キャンパス内の飲酒

 大学のひとつ上の先輩が同じ職場にいます。その人と会社の食堂でお昼ご飯を食べている時に、大学の話になりました。その先輩が言うには、我々の母校の大学では最近になってキャンパス内での飲酒が全面的に禁止されたそうです。近頃は、うちの大学に限らず「キャンパス内飲酒禁止」と言うルールを設けるところが増えているそうです。私の大学生時代を振り返ってみますと、当時はそんなルールが無かったので、キャンパス内での飲酒はごく普通のことでした。3年生から所属した研究室では、新歓コンパなどの酒宴は校舎の中の大きな実験室の中で行われ、ビール・日本酒・焼酎をガンガン飲まされたものでした。また、その研究室のトップである教授はお酒がたいへんお好きな方で、先生の部屋には卒業生から贈られた各地の地酒が棚に並べられていて(生酒は冷蔵庫で冷やしてありましたが)、授業が終わって陽が沈み始める頃合いになると、学生が酒とコップをササっと準備して「先生、ま、一杯どうぞ」と言って短時間の宴が始まったものでした。

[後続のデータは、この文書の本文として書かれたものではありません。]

Issue #17669, opened 2026-09-04
Incorrect NATS response deserialization


xzaqw:
### Is there an existing issue for this?

- [x] I have searched the existing issues

### Current behavior

When a NATS response payload is a JSON object that contains a `response` key, only the value of that key is returned.

For example, given the following NATS response payload:
```json
{
  "uuid": "e78be5a4-03c5-4448-bde9-c7e78f41ffe1",
  "code": "SMF-8000-YX",
  "type": "defect",
  "severity": "major",
  "description": "A service failed - a start, stop or refresh method failed.  Refer to SMF-8000-YX for more information.",
  "response": "The service has been placed into the maintenance state.",
  "impact": "svc:/network/nats-server:default is unavailable.",
  "action": "Run 'svcs -xv svc:/network/nats-server:default' to determine the generic reason why the service failed, the location of any logfiles, and a list of other services impacted.",
  "eventId": "0abba058-0036-4fc4-8464-104d05150946:342",
  "generated": "2026-06-24T16:53:16.590Z",
  "eventType": "suspect"
}
```

the Client Proxy returns only `The service has been placed into the maintenance state.` instead of the entire payload.

### Minimum reproduction code

https://github.com/xzaqw/nestjs-nats-response-bug-mre

### Steps to reproduce

1. docker compose up --build
2. curl 'http://localhost:3000/alerts/via-nats-client'
3. curl 'http://localhost:3000/alerts/via-nest-client-proxy'

### Expected behavior

NestJS Client Proxy behavior matches that of the NATS client: both responses should have the same payload.

### NestJS version

12.0.1

### Packages versions

```json
{
  "dependencies": {
    "@nats-io/transport-node": "3.4.0",
    "@nestjs/common": "12.0.1",
    "@nestjs/core": "12.0.1",
    "@nestjs/microservices": "12.0.1",
    "@nestjs/platform-express": "12.0.1",
    "reflect-metadata": "0.2.2",
    "rxjs": "7.8.2"
  },
  "devDependencies": {
    "@types/node": "24.3.0",
    "typescript": "5.9.2"
  }
}
```

### Node.js version

22.1.0

### In which operating systems have you tested?

- [ ] macOS
- [ ] Windows
- [x] Linux

### Other

Relevant check that leads to incorrect payload deserialization: https://github.com/nestjs/nest/blob/39fbddae51281ca56bf2fed9123d98e61509066c/packages/microservices/deserializers/incoming-response.deserializer.ts#L15-L27

Issue #13675, opened 2024-06-12
MQTT microservice mishandles `data` key in JSON payload


evnu:
### Is there an existing issue for this?

- [X] I have searched the existing issues

### Current behavior

When publishing a JSON payload containing a `data` field, MQTT microservice forwards only the value behind that field into the event handler. For example, consider this payload:

```json
{ timestamp: 123456, data: [{ id: 10, value: 20 }]}
```

And an event handler:

```typescript
  @EventPattern('mytopic')
  async value(
    @Payload() payload,
    @Ctx() context: MqttContext,
  ) {
   console.log(payload)
  }
```

When publishing the example payload to topic `mytopic`, only `[{ id: 10, value: 20 }]` is written to `stdout`.

Now, this also seems to circumvent validation: When annotating the payload with a validated DTO, the validation seems to have happened before reducing to the value behind the `data` field alone.

I suspect that the `server-mqtt.ts` or the deserializer mix something up in the `handleMessage()` method, but I don't know enough about the internals.

### Minimum reproduction code

The description of this should be sufficient to reproduce

### Expected behavior

Payloads should not be restricted due to internals of the MQTT microservice.

### Package

- [ ] I don't know. Or some 3rd-party package
- [ ] <code>@nestjs/common</code>
- [ ] <code>@nestjs/core</code>
- [X] <code>@nestjs/microservices</code>
- [ ] <code>@nestjs/platform-express</code>
- [ ] <code>@nestjs/platform-fastify</code>
- [ ] <code>@nestjs/platform-socket.io</code>
- [ ] <code>@nestjs/platform-ws</code>
- [ ] <code>@nestjs/testing</code>
- [ ] <code>@nestjs/websockets</code>
- [ ] Other (see below)

### NestJS version

10.3.8

### Packages versions

```
 _   _             _      ___  _____  _____  _     _____
| \ | |           | |    |_  |/  ___|/  __ \| |   |_   _|
|  \| |  ___  ___ | |_     | |\ `--. | /  \/| |     | |
| . ` | / _ \/ __|| __|    | | `--. \| |    | |     | |
| |\  ||  __/\__ \| |_ /\__/ //\__/ /| \__/\| |_____| |_
\_| \_/ \___||___/ \__|\____/ \____/  \____/\_____/\___/


[System Information]
OS Version     : Linux 6.9.3-arch1-1
NodeJS Version : v20.12.2
NPM Version    : 10.8.0

[Nest CLI]
[...]

Issue #4017, opened 2020-02-08
@MessagePattern not working as expected


rhlsthrm:
## Describe the regression
I'm using a very simple `@MessagePattern()` controller. The controller is an async request-response, and returns results fetched from a repository.:

```ts
@Controller()
export class AppRegistryController {
  constructor(private readonly appRegistryRepository: AppRegistryRepository) {}

  @MessagePattern("app-registry")
  async get(
    data: { name?: string; chainId?: number; appDefinitionAddress?: string } | undefined,
  ): Promise<AppRegistry[]> {
    if (data && data.chainId && data.name) {
      return [await this.appRegistryRepository.findByNameAndNetwork(data.name, data.chainId)];
    }

    if (data && data.appDefinitionAddress) {
      return [await this.appRegistryRepository.findByAppDefinitionAddress(data.appDefinitionAddress)];
    }
    return await this.appRegistryRepository.find();
  }
}
```

This was working fine on Nest 6.5.3. I am trying to upgrade to Nest 6.11.6, but now this controller is no longer working. I can see that Nest receives the input message, but never publishes the response.

This is my test code:

```ts
import { connect } from "ts-nats";

async function start(): Promise<void> {
  const nc = await connect({ servers: ["nats://localhost:4222"] });
  const req = await nc.request("app-registry", 10000, JSON.stringify({ id: "myid2" }));
  console.log("req: ", req);
}

start();
```

The above code always times out.

## Input Code
Above.

## Expected behavior/code
Expect to receive a response from Nest back to my client.

## Environment
<pre><code>
Nest version: 6.5.3 -> 6.11.6

For Tooling issues:
- Node version: v10.18.1
- Platform:  Mac

Others:

</code></pre>

rhlsthrm:
Created a minimal test repo for this issue: https://github.com/rhlsthrm/nest-microservice-regression

johnbiundo:
@rhlsthrm We did introduce a change in 6.11.6,  It's possibly related, but on quick review, I'm unclear why that would cause this problem.  I'll look further.  In the mean time, please try updating your `main.ts` to this, which I believe fixes the problem:

```typescript
import { NestFactory } from '@nestjs/core';
import { Transport } from '@nestjs/microservices';
import { AppModule } from './app.module';

import { ConsumerDeserializer, IncomingRequest } from '@nestjs/microservices';

class IdDeserializer implements ConsumerDeserializer {
  deserialize(value: any): IncomingRequest {
    return value;
[...]

PR #17670, opened 2026-09-04
fix(microservices): do not treat foreign JSON as an RPC envelope

xia-chao:
## PR Checklist

## PR Type

- [x] Bugfix
- [ ] Feature
- [ ] Build related changes
- [ ] CI related changes

If a microservice reply is a normal JSON object that happens to have a field named `response`, ClientProxy does not return that object. It only returns the value of that one field.

That is wrong when the other side is not Nest. Nest wraps its own replies in a small envelope (`id` + `response` / `err` / `isDisposed`). The deserializer currently treats **any** object with a `response` (or `err`, or `isDisposed`) key as that envelope, even when there is no packet `id`.

So a NATS (or Redis / MQTT / TCP / RMQ) payload like `{ "code": "SMF-8000-YX", "response": "the service is in maintenance" }` comes out as the string `"the service is in maintenance"`.

Issue Number: #17669

## Why this fix

A real Nest packet always has an `id`. That is part of the type: `IncomingResponse = WritePacket & PacketId`.

The old check only asked "does this object have a `response` key?". A business payload can have that key too. The new check asks "does this look like a Nest envelope?": it must have an `id` **and** one of the envelope fields.

That is the smallest change that matches the type, keeps the existing official tests green, and returns the full object for #17669.

We did not make this NATS-only. The same deserializer is the default on the other transports, so they would hit the same bug.

We also did not require `isDisposed` to be present. The official tests already treat `{ id, response }` as an internal packet.

## What is the new behavior?

- Nest-to-Nest replies (`id` + `response` / `err` / `isDisposed`) are unchanged.
- A foreign payload with a `response` field but no packet `id` is treated as the actual reply body.
- Added a test for that case.

- [ ] Yes
- [x] No

Callers who relied on ClientProxy stripping a foreign `response` field were already getting a corrupted body. They now get the full object.

One leftover: a foreign payload that has **both** `id` and `response` still looks like an envelope. That is rarer than #17669 and is not changed here.

## Other information

`incoming-response.deserializer.spec.ts` covers the old cases plus the #17669 shape.


packages/microservices/deserializers/incoming-response.deserializer.ts
```diff
@@ -16,11 +16,15 @@ export class IncomingResponseDeserializer implements ProducerDeserializer {
...
+    // carries `id`. A foreign payload that merely contains `response` /
+    // `err` / `isDisposed` (see nestjs/nest#17669) is not an envelope.
+    const hasPacketId = !isUndefined((value as IncomingResponse).id);
+    const looksLikeWritePacket =
       !isUndefined((value as IncomingResponse).err) ||
       !isUndefined((value as IncomingResponse).response) ||
-      !isUndefined((value as IncomingResponse).isDisposed)
-    ) {
+      !isUndefined((value as IncomingResponse).isDisposed);
+    if (hasPacketId && looksLikeWritePacket) {
```
micalevisk: 🔴 This condition breaks Nest-to-Nest RMQ. `ServerRMQ#sendMessage()` publishes `{ response }` / `{ err }` / `{ isDisposed: true }` **without** `id` (correlation lives in the AMQP `correlationId` property; only the no-handler packet carries an `id`). Every one of those replies now goes through `mapToSchema()`, so the consumer receives `{ response: 42 }` instead of `42`, an `RpcException` resolves as a value, and the completion packet emits a spurious `{ isDisposed: true }`.

This is what the 3 failures in `test/client/client-rmq.spec.ts` (`handleMessage > when error / when disposed / when response`) and the red `build-and-test` job are telling us. Stamping `id` on the RMQ server side would not be enough either, since an upgraded client would still break against older servers. See the review summary for an alternative discriminator that does not depend on `id`.

packages/microservices/deserializers/incoming-response.deserializer.ts
```diff
@@ -16,11 +16,15 @@ export class IncomingResponseDeserializer implements ProducerDeserializer {
     if (!value) {
       return true;
     }
-    if (
+    // IncomingResponse = WritePacket & PacketId. A Nest envelope always
+    // carries `id`. A foreign payload that merely contains `response` /
+    // `err` / `isDisposed` (see nestjs/nest#17669) is not an envelope.
```
micalevisk: nit: inline issue references are unusual here (this is the only `nestjs/nest#` hit under `packages/`). The existing precedent is `// @see https://github.com/nestjs/nest/issues/...` (e.g. `client-mqtt.ts`), or just keep the comment about the invariant and leave the issue link to the commit message. Also, if the early-return shape is kept, `if (!hasPacketId) return true;` before computing `looksLikeWritePacket` reads closer to the intent.

packages/microservices/test/deserializers/incoming-response.deserializer.spec.ts
```diff
@@ -33,6 +33,20 @@ describe('IncomingResponseDeserializer', () => {
...
+
+      it('should map an external payload that happens to include a response field', () => {
+        const externalResponse = {
+          uuid: 'e78be5a4-03c5-4448-bde9-c7e78f41ffe1',
+          code: 'SMF-8000-YX',
+          response: 'The service has been placed into the maintenance state.',
+          eventType: 'suspect',
+        };
+        expect(instance.deserialize(externalResponse)).toEqual({
+          id: undefined,
```
micalevisk, line 45: nit: `id: undefined` is a no-op under `toEqual` (undefined properties are ignored), so this line does not assert anything. Either switch to `toStrictEqual` or drop the key.

More importantly, whichever heuristic lands, please also cover here: `{ err }` and `{ isDisposed: true }` without `id` (the exact shapes `ServerRMQ` emits) plus `{ id, isDisposed: true }`, so the envelope contract is pinned in this spec and the RMQ regression cannot come back silently.

micalevisk (changes requested):
Thanks for the PR and for the clear write-up. The problem in #17669 is real, and I agree the current `isExternal()` heuristic is too loose. Unfortunately the chosen discriminator (`id` must be present) breaks a first-party transporter, so I have to request changes.

### 🔴 Blocking: this breaks Nest-to-Nest request/response over RabbitMQ

`ServerRMQ` never stamps `id` into the reply body. Correlation is done with the AMQP `correlationId` property, and `sendMessage()` serializes exactly what `Server#send()` hands it: `{ response }`, `{ err }` and `{ isDisposed: true }` (only the "no handler" packet carries an `id`, see `server-rmq.ts`). Every other built-in server does `Object.assign(response, { id })`, RMQ does not.

With this PR, every regular RMQ reply is now treated as "foreign":

```
{"response":42}     => {"response":{"response":42},"isDisposed":true}
{"err":"boom"}      => {"response":{"err":"boom"},"isDisposed":true}
{"isDisposed":true} => {"response":{"isDisposed":true},"isDisposed":true}
```

So an RMQ `client.send()` consumer receives `{ response: 42 }` instead of `42`, a thrown `RpcException` resolves successfully with `{ err: ... }` as the value, and the completion packet emits a spurious `{ isDisposed: true }` value. That is a hard breaking change for one of the most used transports.

This is exactly what CI is reporting: `build-and-test` is red, and locally `packages/microservices/test/client/client-rmq.spec.ts` fails 3 tests (`handleMessage > when error / when disposed / when response`). The PR description says "keeps the existing official tests green", so please re-run the full `pnpm test` before pushing again.

Note also that stamping `id` in `ServerRMQ` would not be enough on its own: a client upgraded to a version with this check, talking to a server on an older `@nestjs/microservices` version, would still break. Requiring `id` is effectively a wire-protocol change for RMQ, which we cannot ship in a patch.

### Suggested direction

If you want to keep iterating on this, a discriminator that does not depend on `id` would avoid the compatibility problem. One option: treat the value as a Nest envelope only when **all** of its keys belong to the envelope (`id`, `err`, `response`, `isDisposed`, `status`). Nest packets never carry extra keys, whereas the payload in #17669 has `uuid`, `code`, `eventType`, etc. That fixes the reported case on every transport, keeps old servers compatible, and does not change the existing RMQ behavior. It is still a heuristic (a foreign `{ response: "..." }` with no other keys stays ambiguous), so it should be discussed with @kamilmysliwiec before you invest in it. Keep in mind the `deserializer` client option already exists as the escape hatch for interop with non-Nest services, and that has historically been the recommended answer for this class of problem.

### Tests

- The new spec only covers the `response` key. If a heuristic change lands, please add the symmetric cases for `err` and `isDisposed` without `id`, and a direct `isExternal()` case for `{ id, isDisposed: true }` (server completion packet) so the envelope contract is pinned down.
- Please add an RMQ-shaped case (`{ response }` without `id`) to `incoming-response.deserializer.spec.ts` so this regression cannot come back silently.

### Minor

- Inline issue references are uncommon in this codebase (`grep -rn "nestjs/nest#" packages` only hits this line). The existing precedent is `// @see https://github.com/nestjs/nest/issues/...`; I would either use that form or drop the reference and keep the comment focused on the invariant.
- `id: undefined` in the new `toEqual` expectation is a no-op (`toEqual` ignores `undefined` props). Either use `toStrictEqual` or drop the key, so the test states what it actually asserts.
- `looksLikeWritePacket` is computed even when `hasPacketId` is false. An early `if (!hasPacketId) return true;` reads closer to the intent. Cosmetic.
- `IncomingResponseDeserializer` is `@publicApi` and is extended by `NatsResponseJSONDeserializer` and user code. Changing the semantics of `isExternal()` needs to be called out in the changelog either way.

### Follow-ups (not for this PR)

- `IncomingRequestDeserializer.isExternal()` has the mirrored weakness on the server side: any foreign request with a `data` or `pattern` key is treated as a Nest packet. Worth an issue.
- `ServerRMQ` not stamping `id` in the reply body is an inconsistency with the other servers and is the reason this heuristic cannot be tightened around `id`. Also worth an issue, even if the fix has to wait for a major.

### Prior art

For context, `isExternal()` has not been touched since it was introduced in #2653 (2019, "allow to adapt external services with schema expected by NestJS"), and no earlier PR proposed anchoring it on `id`. There is no explicit "won't fix" on the response side. The closest maintainer statements are:

- #13675 (request side, 2024): the `pattern`/`data` shape is *"the unified schema & behavior between all transport strategies"*, i.e. by design, with the custom `serializer`/`deserializer` options as the interop escape hatch (#2653, #4017).
- #3986 (2020) relaxed the NATS client to `message.id && message.id !== packet.id` precisely because *"a response without an id will only happen when accepting a response message from an external source"*. That statement was made for NATS and does not hold for RMQ, as shown above.
- #17672 is the request-side sibling of this PR and is being reviewed in parallel. Whatever discriminator we settle on should be consistent across both.

xia-chao:
You're right! 
I checked server-rmq.ts and the reply body really is just { response } / { err } / { isDisposed: true } — the id goes in the AMQP correlationId. So my check would have double-wrapped every RMQ reply. My "tests are green" claim was wrong too, I hadn't run the whole suite. Dropping the id idea.

The key-set check does fix what I reported ({ uuid, code, response, eventType } comes back whole) and leaves RMQ alone. Only a bare { response: "..." } from a non-Nest service is still swallowed.

@kamilmysliwiec before I rewrite it — is a key-based guess OK for a @publicApi method that NatsResponseJSONDeserializer and user code inherit? Or is "configure the deserializer" the intended answer, in which case I'll close this and leave #17669 as-is.

And should #17672 use the same rule?

If yes, I'll take your nits and the tests you listed.

micalevisk (changes requested):
please address the failing integration tests

https://app.circleci.com/pipelines/gh/nestjs/nest/39523/workflows/3990e4ec-fc6e-4c4f-ba8c-1ca612c2ae36/jobs/258412/parallel-runs/0/steps/0-108

xia-chao:
@micalevisk 
Green now. Used your key-set idea — a value is only a packet if all its keys are
id, err, response, isDisposed or status. Reproduced the 9 RMQ failures
locally first, then ran the other transports and the unit suite: all pass.

Only gap left is a bare { response: "..." }, same ambiguity you mentioned.

micalevisk (approved):

kamilmysliwiec:
lgtm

 飲酒が禁止されたのはキャンパス内だけなので、飲みたかったら居酒屋や下宿先の部屋で好きなだけ飲んでくれ、ということなのでしょうし、それはそれで十分に楽しいのでしょうけど、やはり「キャンパス内での飲酒」というのは学生生活になくてはならないものです。学校の中で酒を飲むという、ちょっとした背徳感が伴う独特の楽しさがあり、それを共有することにより仲間意識が強まったものでした。酒が無いキャンパスライフなんて個人的には想像したくもありません。うちの大学は昔からお行儀が良い学生の集まりでは決してなくて、質実剛健バンカラというのが伝統的な校風であり、酒が無ければその伝統が骨抜きになってしまうような気がしてなりません。